▶ _TASK DETAILS_
Reproduce every line that appears below, precisely and completely.

▶ _SOURCE MATERIAL_
[Start of Attachment]

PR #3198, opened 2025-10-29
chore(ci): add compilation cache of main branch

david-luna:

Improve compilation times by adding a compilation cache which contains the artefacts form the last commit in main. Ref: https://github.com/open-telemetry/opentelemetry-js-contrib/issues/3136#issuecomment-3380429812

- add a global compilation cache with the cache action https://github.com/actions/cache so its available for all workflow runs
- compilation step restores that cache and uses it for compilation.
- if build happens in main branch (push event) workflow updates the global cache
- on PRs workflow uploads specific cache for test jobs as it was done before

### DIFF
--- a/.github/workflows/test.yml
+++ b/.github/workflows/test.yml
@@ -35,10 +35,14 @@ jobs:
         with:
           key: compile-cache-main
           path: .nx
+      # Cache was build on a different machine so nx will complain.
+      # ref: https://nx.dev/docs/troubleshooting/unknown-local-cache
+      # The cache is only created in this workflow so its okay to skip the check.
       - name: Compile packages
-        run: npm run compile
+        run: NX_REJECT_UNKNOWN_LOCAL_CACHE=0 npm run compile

[End of Attachment]

▶ _TASK OUTPUT_
PR #3198, opened 2025-10-29
chore(ci): add compilation cache of main branch

david-luna:

Improve compilation times by adding a compilation cache which contains the artefacts form the last commit in main. Ref: https://github.com/open-telemetry/opentelemetry-js-contrib/issues/3136#issuecomment-3380429812

- add a global compilation cache with the cache action https://github.com/actions/cache so its available for all workflow runs
- compilation step restores that cache and uses it for compilation.
- if build happens in main branch (push event) workflow updates the global cache
- on PRs workflow uploads specific cache for test jobs as it was done before

### DIFF
--- a/.github/workflows/test.yml
+++ b/.github/workflows/test.yml
@@ -35,10 +35,14 @@ jobs:
         with:
           key: compile-cache-main
           path: .nx
+      # Cache was build on a different machine so nx will complain.
+      # ref: https://nx.dev/docs/troubleshooting/unknown-local-cache
+      # The cache is only created in this workflow so its okay to skip the check.
       - name: Compile packages
-        run: npm run compile
+        run: NX_REJECT_UNKNOWN_LOCAL_CACHE=0 npm run compile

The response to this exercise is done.